Integrative bioinformatics and experimental validation unveil CRISP3 as a hypoxia-, epithelial mesenchymal transition-, and immune-related prognostic biomarker and therapeutic target in breast cancer.

INTRODUCTION: Breast cancer (BC) remains a widespread malignancy and ranks as the second leading cause of cancer-related mortality among women worldwide. Hypoxia, epithelial-mesenchymal transition (EMT), and immune-related processes have been increasingly recognized as critical contributors to BC pathogenesis. However, a prognostic model integrating hypoxia-, EMT-, and immune-related genes (HEMTIRGs) to predict BC outcomes has not yet been established. METHODS: Gene expression datasets of BC patients were obtained from The Cancer Genome Atlas (TCGA) and Gene Expression Omnibus (GEO). Prognostic genes were identified using Least Absolute Shrinkage and Selection Operator (LASSO) Cox regression analysis.
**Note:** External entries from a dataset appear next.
Issue #154, opened 2022-03-23
Specifying mimetype


PepiPetrov:
Added specifcation for mimetype because the mimetype sent was 'application/json'.

PR #156, opened 2022-03-23
Set correct content type when retrieving a campaign file

imilchev:
- make mimetype a mandatory column in the database
- set correct content type when retrieving a campaign file

@kachar I saw that you added the mimetype column in the db but I was not sure why you made it optional. Since I changed this now I am adding you as a reviewer to check if I missed anything


imilchev:
fixes #154

kachar (approved):
@imilchev Thanks for the PR

I was not aware if all files need to have their content type set, I see it's a good thing so good call on making it mandatory.

PR #158, opened 2022-03-23
Added extra roles to enum CampaignFileRole

PepiPetrov:
Added extra roles to enum CampaignFileRole. The new roles are anyCampaignFile - this is a role for the circular photo above the campaign info, and campaignListPhoto - this is a role for the photo for the list of campaigns.


schema.prisma
```diff
@@ -628,6 +628,8 @@ enum CampaignFileRole {
   campaignPhoto
   invoice
   document
+  anyCampaignPicture
```
kachar, line 631: In order to be consice let's rename `anyCampaignPicture` to `profilePhoto`
```suggestion
  profilePhoto
```

All other enum values are photo, not picture

The main function is to be profile photo, not any photo

kachar (approved):

kachar (approved):

Issue #146, opened 2022-03-18
Add category to campaign type entity


kachar:
In order to group the campaigns by their category belonging we need to add a property `category` to each `CampaignType` entity

Let's define that as new enum `CampaginTypeCategory` containing the following items:

- `medical`
- `charity`
- `disasters`
- `education`
- `events`
- `environment`
- `sport`
- `art`
- `others`

It should be added to:

- prisma schema file
- schema generators
- seeds

PR #160, opened 2022-03-24
[CampaignType] Add category column for campaign type entity

Yakimov1337:
- [x] Added category column for campaign type based on #146
Screenshot_38
6

### DIFF
--- a/schema.prisma
+++ b/schema.prisma
@@ -141,7 +141,7 @@ model Beneficiary {
 
 model CampaignType {
   id          String               @id @default(dbgenerated("gen_random_uuid()")) @db.Uuid
-  category    CampaignTypeCategory
+  category    CampaignTypeCategory @default(others)
   name        String               @db.VarChar(50)
   slug        String               @unique @db.VarChar(50)
   description String?              @db.VarChar(200)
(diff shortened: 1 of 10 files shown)


schema.prisma
```diff
@@ -140,13 +140,14 @@ model Beneficiary {
...
 model CampaignType {
-  id          String         @id @default(dbgenerated("gen_random_uuid()")) @db.Uuid
-  name        String         @db.VarChar(50)
-  slug        String         @unique @db.VarChar(50)
-  description String?        @db.VarChar(200)
-  parentId    String?        @map("parent_id") @db.Uuid
-  parent      CampaignType?  @relation("ParentCategory", fields: [parentId], references: [id])
-  children    CampaignType[] @relation("ParentCategory")
+  id          String               @id @default(dbgenerated("gen_random_uuid()")) @db.Uuid
+  category    CampaignTypeCategory
```
kachar, line 144: @Yakimov1337 I'll add a default value for the column otherwise the db will throw error for the existing records when we run the migration

kachar: There's a warning in the migration file:

> Added the required column `category` to the `campaign_types` table without a default value. This is not possible if the table is not empty.

kachar (approved):
Flawless upgrade @Yakimov1337 

Well done!

kachar (approved):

A prognostic model was developed based on these genes. Immune infiltration was assessed using CIBERSORT and ssGSEA analyses. Immunotherapy response was predicted using the tumor immune dysfunction and exclusion (TIDE) algorithm. Functional roles of HEMTIRGs in BC malignancy were validated through in vitro experiments. RESULTS: In this study, four HEMTIRGs (PAX7, DCD, CRISP3, and FGG) were identified and used to develop a prognostic model. Patients were stratified into high- and low-risk groups based on median risk scores. A nomogram based on this model accurately predicted overall survival (OS), consistent with the observed outcomes. Notably, patients in the high-risk group exhibited increased immune cell infiltration but a lower predicted response to immunotherapy. Immunohistochemistry (IHC) further confirmed that HEMTIRGs expression levels were strongly associated with breast cancer, with CRISP3 showing the most pronounced upregulation. In vitro functional assays demonstrated that CRISP3 promoted malignant phenotypes of breast cancer cells under hypoxic conditions through activation of the IL-17/AKT signaling pathway. CONCLUSION: This study establishes a novel HEMTIRGs-based prognostic model for BC, offering a robust tool for predicting patient prognosis and immunotherapy efficacy. Additionally, our findings provide new insights into BC pathogenesis, highlighting potential therapeutic targets.